[latex3-commits] [git/LaTeX3-latex3-latex3] unicode-data: New \codepoint_(str_)generate:n(n) functions (d4f3d9b6b)
Joseph Wright
joseph.wright at morningstar2.co.uk
Sun Oct 9 18:28:02 CEST 2022
Repository : https://github.com/latex3/latex3
On branch : unicode-data
Link : https://github.com/latex3/latex3/commit/d4f3d9b6baeead4df2bf4db12a18c8918f8b242f
>---------------------------------------------------------------
commit d4f3d9b6baeead4df2bf4db12a18c8918f8b242f
Author: Joseph Wright <joseph.wright at morningstar2.co.uk>
Date: Sun Oct 9 13:45:15 2022 +0100
New \codepoint_(str_)generate:n(n) functions
>---------------------------------------------------------------
d4f3d9b6baeead4df2bf4db12a18c8918f8b242f
l3kernel/CHANGELOG.md | 3 +
l3kernel/l3token.dtx | 40 +-----
l3kernel/l3unicode.dtx | 140 ++++++++++++++++++---
...convert005.ptex.tlg => m3unicode001.luatex.tlg} | 20 ++-
l3kernel/testfiles/m3unicode001.lvt | 45 +++++++
...{m3str-convert005.ptex.tlg => m3unicode001.tlg} | 20 ++-
...-convert005.ptex.tlg => m3unicode001.xetex.tlg} | 20 ++-
7 files changed, 214 insertions(+), 74 deletions(-)
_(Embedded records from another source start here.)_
PR #4368, opened 2026-03-03
fix: skip re-highlighting to avoid false unescaped HTML warnings fixes #3761

### LINKED ISSUE #3761: Repeated highlighting of already highlighted code causes "*One of your code blocks includes unescaped HTML. This is a potentially serious security risk.*"
## **Describe the issue/behavior that seems buggy**
This issue exists at least in the current *highlight.js* version `11.7.0`.

When *highlight.js* has already highlighted some code, then when this code is highlighted again, *highlight.js* will warn with "*One of your code blocks includes unescaped HTML. This is a potentially serious security risk.*".

This e.g. happens with consecutive executions of `hljs.highlightAll()`.

I *believe* this is a *false* alarm, as my assumption for the root cause is that *highlight.js* detects its own previously added `<span class="hljs-syntaxfoo>...</span>` styling elements.

## **Sample Code or Instructions to Reproduce**
* Visit https://highlightjs.org/ . This website presents random highlighted code sample.
* Open DevTools and execute `hljs.highlightAll()`.
* *highlight.js* will give the warning, including "*The element with unescaped HTML: `<code class="hljs language-foo">...</code>`*".

Other highlighting options also provoke this warning, e.g. with `hljs.highlightElement(..)`:

```
let highlightedCodes = [...document.getElementsByClassName('hljs')];
highlightedCodes.forEach( highlightedCode => hljs.highlightElement(highlightedCode) );
```

## **Expected behavior**
On consecutive highlighting attempts, *highlight.js* shall notice already-highlighted code and handle the situation gracefully:
### Option 1
Use a marker to convey that the code is already highlighted, e.g. by adding a data attribute such as `data-hljs-highlighted="true"` to the wrapping `<code>...</code>` element (`<code class="hljs language-foo" data-hljs-highlighted="true">..</code>`), and have *highlight.js* skip highlighting alltogether when it detects such marker.

But this highlighting skipping may not be desirable for scenarios where to-be-highlighted code is dynamically updated, e.g. a poor man's code editor with `<pre contenteditable><code>...</code></pre>`.

### Option 2
Tolerate *highlight.js*' own styling HTML and suppress warnings for them.

I am not sure if this could unintentionally swallow correct warnings, e.g. when wrapping *malicious* unescaped HTML within highlight.js syntax highlighting styling elements (`<span class="hljs-comment"><script>doMaliciousThings()</script></span>`).

## **Additional context**
While consecutive highlighting causes DOM updates to the already-highlighted code, the end result stays the same (i.e., the highlighting is effectively idempotent), which I consider a good thing/expected. E.g., consecutive highlighting does not create undesireable nested `<span class="hljs-comment"><span class="hljs-comment">...</span></span>` styling tags. 👍

Also see related discussion in https://github.com/highlightjs/highlight.js/issues/2886 ("*Detect HTML/JS injection attacks and warn users pro-actively*").

KJyang-0114:
## Summary

When `highlightElement` is called on already-highlighted code (e.g., consecutive `hljs.highlightAll()` calls), the existing `<span class="hljs-*">` tags from the previous highlighting are incorrectly flagged as "unescaped HTML" - a false positive security warning.

## Fix

This fix checks for the `data-highlighted` attribute early and silently skips re-highlighting, matching the proposed solution in issue #3761.

## Test

The fix prevents the false warning when calling `hljs.highlightAll()` multiple times on the same code blocks.

Fixes #3761

### DIFF
--- a/src/highlight.js
+++ b/src/highlight.js
@@ -751,7 +751,8 @@ const HLJS = function(hljs) {
       { el: element, language });
 
     if (element.dataset.highlighted) {
-      console.log("Element previously highlighted. To highlight again, first unset `dataset.highlighted`.", element);
+      // Already highlighted - skip to avoid false "unescaped HTML" warnings
+      // caused by hljs's own <span> tags from previous highlighting
       return;
     }
 


joshgoebel:
This behavior is warned on purpose.  If you don't want to highlight something twice, don't. This is a problem we implementation, not the library.

PR #4374, opened 2026-03-08
fix: allow unclosed single quotes in php-template (fixes #4152)

### LINKED ISSUE #4152: (PHP Template) A single apostrophe ' breaks php-template highlighting
**Describe the issue**

`php-template`

 Highlight, not auto.

**Sample Code to Reproduce**
Code: See expected behaviour

**Not highlighted:**

```
<?php
// single apostrophe later.
?>
```

image

**Correctly highlighted:**
```
<?php
// single apostrophe later.
?>
```
image

**Expected behavior**

```php
<?php
// single apostrophe later.
?>
```

**Additional observations**  

KJyang-0114:
## Description

Fixes issue #4152 where a single apostrophe (unclosed quote) in php-template breaks highlighting for everything after it.

## Problem
In php-template, an unclosed single quote like  causes the entire remainder of the document to not be highlighted correctly. The issue does not occur in regular PHP mode.

## Solution
Removed the `skip: true` property from the inherited APOS_STRING_MODE and QUOTE_STRING_MODE in php-template.js. This allows the parser to handle unclosed quotes more gracefully without breaking subsequent highlighting.

## Testing
Added a test case in `test/markup/php-template-apostrophe/default.txt` that reproduces the issue from the bug report.

## Reproduction
```
<?php
// This won\'t be highlighted unless there is another 
// single apostrophe later.
?>
```

### DIFF
--- a/src/languages/php-template.js
+++ b/src/languages/php-template.js
@@ -33,17 +33,16 @@ export default function(hljs) {
             end: '\'',
             skip: true
           },
+          // Allow unclosed single quotes (fixes issue #4152)
           hljs.inherit(hljs.APOS_STRING_MODE, {
             illegal: null,
             className: null,
-            contains: null,
-            skip: true
+            contains: null
           }),
           hljs.inherit(hljs.QUOTE_STRING_MODE, {
             illegal: null,
             className: null,
-            contains: null,
-            skip: true
+            contains: null
           })
         ]
       }


joshgoebel:
`skip` is important so that entire chunks of skipped code are correctly handed to `php` for it's own subprocessing.  Perhaps if there was another simple way to fix this without touching `skip`...

As a general policy though we don't care a lot about incomplete/invalid code chunks (which often carry all sorts of challenges to get right)... _we are optimized for highlighting syntactically valid code._.

PR #4380, opened 2026-03-16
Add batch script support and fix minor issues

megyerikenez:
### Changes
This pull request introduces syntax highlighting support for Windows batch files to the project. The main addition is a new language definition for batch scripts, along with relevant tests to ensure proper detection and markup of batch syntax elements.

Batch language support:

* Added a new language definition file `src/languages/batch.js` for Windows batch files, supporting `.bat`, `.batch`, and `.cmd` extensions, with highlighting for built-in commands, operators, comments, strings, variables, and numbers.

Testing and validation:

* Added detection test file `test/detect/batch/default.txt` to verify that batch files are correctly identified by the language detector.
* Added markup test input `test/markup/batch/default.txt` and expected output `test/markup/batch/default.expect.txt` to validate syntax highlighting for various batch commands, comments, variables, and control structures. [[1]](diffhunk://#diff-c2236e3cff6c92db54b4f5a2ed0406bee8aedfc0f6e535a05012c954e52ee095R1-R43) [[2]](diffhunk://#diff-1fbcb7b92716c0d5b57de9c3dfe88b7c30c37495202102b4f329ff4c615f2aa2R1-R43)

### Checklist

### DIFF
--- a/CHANGES.md
+++ b/CHANGES.md
@@ -1,3 +1,14 @@
+## Version 11.11.3
+
+New Grammars:
+
+- added Batch file language support [Kenez Megyeri][]
+
+CONTRIBUTORS
+
+[Kenez Megyeri]: https://github.com/kenez-megyeri
+
+
 ## Version 11.11.2
 
 Themes:
@@ -55,6 +66,7 @@ CONTRIBUTORS
 [te-ing]: https://github.com/te-ing
 [Anthony Martin]: https://github.com/anthony-c-martin
 [NriotHrreion]: https://github.com/NriotHrreion
+[Kenez Megyeri]: https://github.com/kenez-megyeri
 
 
 ## Version 11.11.1
--- a/src/languages/batch.js
+++ b/src/languages/batch.js
@@ -2,7 +2,7 @@
 Language: Batch
 Author: Kenez Megyeri <m.kenz99@gmail.com>
 Website: https://learn.microsoft.com/en-us/windows-server/administration/windows-commands/windows-commands
-Description: Syntax highlighting for windows batch files and scripts eg.(.bat, .batch, .cmd)
+Description: Syntax highlighting for Windows batch files and scripts eg.(.bat, .batch, .cmd)
 Category: common, scripting
 */
 
@@ -12,8 +12,8 @@ export default function(hljs) {
     name: "Batch file",
     aliases: [
       "bat",
-      "cmd",
-      "dos"
+      "batch",
+      "cmd"
     ],
     case_insensitive: true,
     keywords: {
--- a/src/languages/batch.js
+++ b/src/languages/batch.js
@@ -1,0 +1,61 @@
+/*
+Language: Batch
+Author: Kenez Megyeri <m.kenz99@gmail.com>
+Website: https://learn.microsoft.com/en-us/windows-server/administration/windows-commands/windows-commands
+Description: Syntax highlighting for windows batch files and scripts eg.(.bat, .batch, .cmd)
+Category: common, scripting
+*/
+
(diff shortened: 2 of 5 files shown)


joshgoebel:
Don't we already support batch files?  I just added an alias for `batch` to one of our grammars...

joshgoebel:
I believe it may be time to rename our dos grammer to dos_batch... is this a replacement/better grammar for DOS than dos already is?

megyerikenez:
Thanks for looking, @joshgoebel — answering both questions directly.

**"Don't we already support batch files?"** Yes, `dos.js` does, and I saw #4395 land the `batch` alias there. So to be clear about intent: I'm **not** proposing this as an additional language. I'm proposing it as a **replacement for the `dos` grammar** — which is exactly the question in your second comment. Framed that way it isn't a new grammar under the "no new core grammars" policy, it's a rewrite of an existing one.

**"Is this a better grammar for DOS than dos already is?"** On the things modern `.bat`/`.cmd` files actually contain, yes — and these aren't edge cases:

| input | `dos.js` today | this grammar |
|---|---|---|
| `:: colon comment` | not highlighted at all | `comment` |
| `set "MSG=hi there"` | quotes plain — **there is no string mode in `dos.js`** | `string` |
| `robocopy`, `icacls`, `schtasks`, `whoami`, `netsh`, `tasklist`, `reg`, `sc`, `wmic`, `timeout` | missing | `built_in` |
| `prompt $P$G` | missed — keyword list has the typo `promt` | `built_in` |
| `fc a.txt b.txt` | missed — keyword list has `fs`, likely a typo for `fc` | `built_in` |

`::` is arguably the dominant comment idiom in modern batch, and having no string mode whatsoever affects nearly every real-world script. The two typos suggest that keyword list hasn't been audited in a long while. Meanwhile a good chunk of what `dos.js` does carry is DOS-era device names — `lpt3`, `com4`, `aux`, `prn` — which are mostly noise for anything written this century. That mismatch is, I think, the same thing that prompted your `dos_batch` rename idea.

**Where `dos.js` is currently better, and what I'll do about it.** Being straight with you rather than having you find these in CI:

- `dos.js` highlights `%VAR%`, `%%i` loop vars and `!DELAYED!` outside strings; mine only handles `%VAR%` nested inside a string. That's the biggest gap and I'll port `dos.js`'s variable mode over wholesale.
- `dos.js` has a `function` mode for `:label` … `goto:eof`. I'll keep it.
- `dos.js` matches `@rem` via `/^\s*@?rem\b/`; mine requires a trailing space and misses the `@` form. Fixing.
- I'll restore the `keyword` vs `built_in` split (`if`/`else`/`for`/`goto` should be `keyword`, not `built_in`), drop `while` (not a batch keyword), and move the keyword lists to arrays to match current house style.
- I'll drop `Category: common` — that's your call to make, not mine, and `dos` isn't in the common bundle. Together with re-adding `illegal: /\/\*/`, `relevance: 0` on numbers, and tightening the bare `[|&><]` operator rule, that fixes the auto-detect scoring; right now this grammar wins detection on some non-batch samples and fails the XML/PHP sub-language test, which I'll have green before asking for another look.

So the end state I'm proposing: rename to `dos_batch` as you suggested, this grammar becomes its body with `dos.js`'s variable/label/`@rem` handling folded in, and `dos` + `bat` + `cmd` + `batch` all stay as aliases so nothing breaks for existing users. I'll also rebase — this was opened off my fork's `main` and has drifted.

Before I put in that work: would you rather have it as a single replacement PR along those lines, or as an incremental `enh(dos)` series against the existing file? Happy to go either way, just don't want to build the wrong one.

PR #4385, opened 2026-03-25
Add 'limit' keyword to SQL language support

rozhnev:
SQL language keywords list updated by 'limit' keyword.


src/languages/sql.js
```diff
@@ -408,6 +417,7 @@ export default function(hljs) {
     "stddev_samp",
     "submultiset",
     "subset",
```
Yang062, line 419: 96db/test

Yang062 (approved):

joshgoebel:
Please show documentation that this is part of the actual SQL standard, not just popular in modern DBs.  The SQL syntax is only for official SQL, it does not include many modern SQL tropes.  If you wanter better SQL support I'd recommending using a syntax for your particular database rather than `sql`.

joshgoebel:
Closing as dup of #3952  (and others) unless you can show proof this is now a part of ANSI SQL.

PR #4386, opened 2026-03-27
(docs) List languages with category as "common"

mbtools:
There's no list of languages which are included when using `require('highlight.js/lib/common')`.

### Changes

Adds a "Common" column to the list of supported languages.

Based on [code search](https://github.com/search?q=repo%3Ahighlightjs%2Fhighlight.js++%2F%5Ecategory%3A.*common%2F+path%3A%2F%5Esrc%5C%2Flanguages%5C%2F%2F&type=code) for "common" category.

### Checklist
- [x] Added markup tests: n/a


Yang062 (approved):

joshgoebel:
I see some value, but I think this will also increase maintenance burden.   It's also recommended people build their own distribution rather than use the default set.  If we're going to do this we need a script capable of updating this automatically during builds/CI.

I also wonder if this shouldn't just be a bullet point rather than mixing it with the table.

joshgoebel:
> I also wonder if this shouldn't just be a bullet point rather than mixing it with the table.

Yes, I think this is the way.

mbtools:
It's just a simple list now

joshgoebel (approved):

PR #4398, opened 2026-05-19
enh(python): Add support for Python 3.15 lazy import syntax

ZeroIntensity:
### Changes

Support for `lazy import`/`lazy from ... import ...` in Python 3.15+. See [PEP 810](https://peps.python.org/pep-0810/) for the specification.

Add `lazy` to the reserved names list to highlight it as a keyword. It is worth noting that this will also highlight cases where `lazy` is not an actual keyword (such as `lazy = 42`), but this seems to be the case for soft keywords already (`match = 42` is also highlighted, for example).

### Checklist


AA-Turner (approved):

ZeroIntensity:
cc @joshgoebel

ZeroIntensity:
@allejo, are you around for a review?

joshgoebel (approved):

joshgoebel:
Please rebase.

joshgoebel:
@copilot resolve the merge conflicts in this pull request

joshgoebel:
It needs to be rebased (not merged) and the conflcits with CHANGELOG reconciled.

PR #4399, opened 2026-05-21
Fix C++ function highlighting for keyword prefixes

### LINKED ISSUE #4394: (cpp) Inconsistent highlighting of top-level identifiers that start with a keyword
**Describe the issue**
Identifiers at the top level that start with certain keywords (such as `for`, `while`, `if`, etc.) are not highlighted, while others get the `hljs-built_in` class.  It's not clear to me which one is right but they should be treated the same.

Image

`cpp`

`highlight`

**Sample Code to Reproduce**
https://jsfiddle.net/2asbwfpq/

**Expected behavior**
```cpp
testing();
format();
for_this();
std::forceSomething();
whilexyz();
if (ifsyz()) {}
returnxyz();
thisxyz();
putforce();
meanwhile();
mean_while();
```

puneetdixit200:
Fixes #4394

### Changes
- Treat only exact C++ reserved keyword identifiers as excluded from function dispatch highlighting.
- Add C++ markup coverage for function names that start with keywords, including `format`, `for_this`, and `whilexyz`.

### Checklist

### DIFF
--- a/src/languages/cpp.js
+++ b/src/languages/cpp.js
@@ -417,6 +417,10 @@ export default function(hljs) {
     _type_hints: TYPE_HINTS
   };
 
+  const RESERVED_KEYWORD_RE = regex.either(
+    ...RESERVED_KEYWORDS.map(keyword => keyword.replace(/\|\d+$/, ''))
+  );
+
   const FUNCTION_DISPATCH = {
     className: 'function.dispatch',
     relevance: 0,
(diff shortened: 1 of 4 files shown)


arturict:
This parser-keyword fix appears scoped; if no docs update is needed, confirming no false positives in function-like headers would be useful.

src/languages/cpp.js
```diff
@@ -425,7 +429,7 @@ export default function(hljs) {
       _hint: FUNCTION_HINTS },
     begin: regex.concat(
       /\b/,
-      `(?!${RESERVED_KEYWORDS.join('|')})`,
+      `(?!${RESERVED_KEYWORD_RE}\\b)`,
```
joshgoebel, line 493: \b is to allow reserved words to still be part of identifiers if they are mere prefixes?

joshgoebel (commented):
One question

joshgoebel:
Ping.

joshgoebel (approved):

PR #976, opened 2020-08-24
Show Incorporation Number as `Pending` if file_type is incorporationApplication and status is PAID #4658

vysakh-menon-aot:
*Issue #:* /bcgov/entity#4658

*Description of changes:*
  - Show Incorporation Number as `Pending` if file_type is incorporationApplication and status is PAID

### DIFF
--- a/queue_services/entity-emailer/src/entity_emailer/email_templates/common/business-info.html
+++ b/queue_services/entity-emailer/src/entity_emailer/email_templates/common/business-info.html
@@ -19,14 +19,12 @@
 
   <tr>
     <td class="name">Incorporation Number:</td>
-    {% if header.status == 'PAID' %}
+    {% if header.status == 'PAID' and filing_type == 'incorporationApplication'
+    %}
     <td class="value">Pending</td>
-    {% elif header.status == 'COMPLETED' %}
+    {% else %}
     <!-- Eg, BC0878529 -->
     <td class="value">{{ business.identifier }}</td>
-    {% else %}
-    <!-- add other cases here -->
-    <td class="value">Unknown</td>
     {% endif %}
   </tr>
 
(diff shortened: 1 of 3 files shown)


queue_services/entity-emailer/src/entity_emailer/email_templates/common/business-info.html
```diff
@@ -19,14 +19,12 @@
 
   <tr>
     <td class="name">Incorporation Number:</td>
-    {% if header.status == 'PAID' %}
+    {% if header.status == 'PAID' and filing_type == 'incorporationApplication'
+    %}
```
severinbeauvais, line 23: I think there is confusion here. The bug is that the Incorporation Number displays as "Pending"; instead the actual incorporation number should be displayed.

vysakh-menon-aot: It shows "Pending" only when the filing_type is incorporationApplication and status is Paid (at this point we don't have  Incorporation Number). In all other cases (including COD, COA) it shows Incorporation Number. Isn't that the expectation?

severinbeauvais: The description of the bug refers to a Director Change (aka COD) filing confirmation email. In this case the business is already incorporated and has an incorporation number.
I am not sure that this code change is necessary.

thorwolpert: We should use the term **identifier**, as in our model, taken from json-ld/schema.org
Using too many different terms, will make it less clear.

vysakh-menon-aot: @severinbeauvais at this case the filing_type will be `changeOfDirectors`, so it shows incorporation number.

vysakh-menon-aot: @thorwolpert I am not aware of json-ld/schema.org, can you explain that?

severinbeauvais: Vysakh wrote:
> at this case the filing_type will be changeOfDirectors, so it shows incorporation number

Aaah, OK, now I get it: you're saying that this code inadvertently displayed "Pending" for all filings (including COD), but this code should apply only to IAs.

severinbeauvais: Please create a new conversation for the naming/schema comment, and then resolve THIS conversation.

PR #978, opened 2020-08-26
Share Structure update for reports and colin api

lekshmimallika-aot:
*Issue #:* /bcgov/entity#4668

*Description of changes:*
 Updated colin api
 Updated colin api postman collection
 Updated report.py


legal-api/src/legal_api/reports/report.py
```diff
@@ -266,7 +266,10 @@ def _format_incorporation_data(self, filing):
         filing['listOfTranslations'] = filing['incorporationApplication'].get('nameTranslations', {})\
             .get('new', [])
         filing['offices'] = filing['incorporationApplication']['offices']
-        filing['shareClasses'] = filing['incorporationApplication']['shareClasses']
+        if filing['incorporationApplication'].get('shareClasses', None):
+            filing['shareClasses'] = filing['incorporationApplication']['shareClasses']
```
lekshmimallika-aot, line 270: This is to support existing incorporation applications which has the old structure in the filing json

lekshmimallika-aot:
> Looks good, but can you also change the postman tests in the share structure folder and the pytests for getting share structure!

The change is only in post and get IA. The Get Share Classes has no change in structure. Is that what you are referring to?

PR #980, opened 2020-08-27
4668 filer update ia alteration share structure

thorwolpert:
*Issue #:* /bcgov/entity#4668

*Description of changes:*
- created function to remove keys from dict type objects
- create common shareStructure processor
- change IA to use the new shareStructure processor
- change Alteration to use the new shareStructure processor


thorwolpert:
code smells:
in the testing helpers, these seem reasonable to me to ignore
other bare exception is also reasonable based on the catches.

diff --git a/l3kernel/CHANGELOG.md b/l3kernel/CHANGELOG.md
index a5b1842d9..6e55f71e0 100644
--- a/l3kernel/CHANGELOG.md
+++ b/l3kernel/CHANGELOG.md
@@ -7,6 +7,9 @@ this project uses date-based 'snapshot' version identifiers.
## [Unreleased]
+### Added
+- `\codepoint_str_generate:n`
+
### Changed
- Usage of `\exp_not:n`/`\exp_not:N` in `\peek_analysis_map_inline:n` output
diff --git a/l3kernel/l3token.dtx b/l3kernel/l3token.dtx
index b2b5e3468..307cb8d08 100644
--- a/l3kernel/l3token.dtx
+++ b/l3kernel/l3token.dtx
@@ -1828,51 +1828,13 @@
\cs_new:Npn \@@_to_nfd:nnnn #1#2#3#4
{
\int_compare:nNnTF {#1} = {#3}
- { \@@_to_nfd_generate:nn {#1} {#4} }
+ { \codepoint_generate:nn {#1} {#4} }
{
\@@_to_nfd:nn {#1} {#4}
\tl_if_blank:nF {#2}
{ \@@_to_nfd:nn {#2} {#4} }
}
}
-\bool_lazy_or:nnTF
- { \sys_if_engine_luatex_p: }
- { \sys_if_engine_xetex_p: }
- {
- \cs_new:Npn \@@_to_nfd_generate:nn
- { \char_generate:nn }
- }
- {
- \cs_new:Npn \@@_to_nfd_generate:nn #1#2
- {
- \exp_args:Ne \@@_to_nfd_generate:n
- { \char_to_utfviii_bytes:n {#1} }
- }
- \cs_new:Npn \@@_to_nfd_generate:n #1
- { \@@_to_nfd_generate:nnnn #1 }
- \cs_new:Npn \@@_to_nfd_generate:nnnn #1#2#3#4
- {
- \int_compare:nNnTF {#1} < { "80 }
- { \char_generate:nn {#1} { \char_value_catcode:n {#1} } }
- {
- \exp_after:wN \exp_after:wN \exp_after:wN
- \exp_not:N \char_generate:nn {#1} { 13 }
- \exp_after:wN \exp_after:wN \exp_after:wN
- \exp_not:N \char_generate:nn {#2} { 13 }
- \tl_if_blank:nF {#3}
- {
- \exp_after:wN \exp_after:wN \exp_after:wN
- \exp_not:N \char_generate:nn {#3} { 13 }
- \tl_if_blank:nF {#4}
- {
- \exp_after:wN \exp_after:wN \exp_after:wN
- \exp_not:N \char_generate:nn {#4} { 13 }
- }
- }
- }
-
- }
- }
% \end{macrocode}
% \end{macro}
% \end{macro}
diff --git a/l3kernel/l3unicode.dtx b/l3kernel/l3unicode.dtx
index c9d3f51f2..0974cae51 100644
--- a/l3kernel/l3unicode.dtx
+++ b/l3kernel/l3unicode.dtx
@@ -50,8 +50,54 @@
% \begin{documentation}
%
% This module provides Unicode-specific functions along with loading data
-% from a range of Unicode Consortium files. At present, it provides no
-% public functions.
+% from a range of Unicode Consortium files. Most of the code here is
+% internal, but there are a small set of public functions. These work with
+% Unicode \meta{codepoints} and are designed to give useable results with
+% both Unicode-aware and $8$-bit engines.
+%
+% \begin{function}[EXP, added = 2022-10-09]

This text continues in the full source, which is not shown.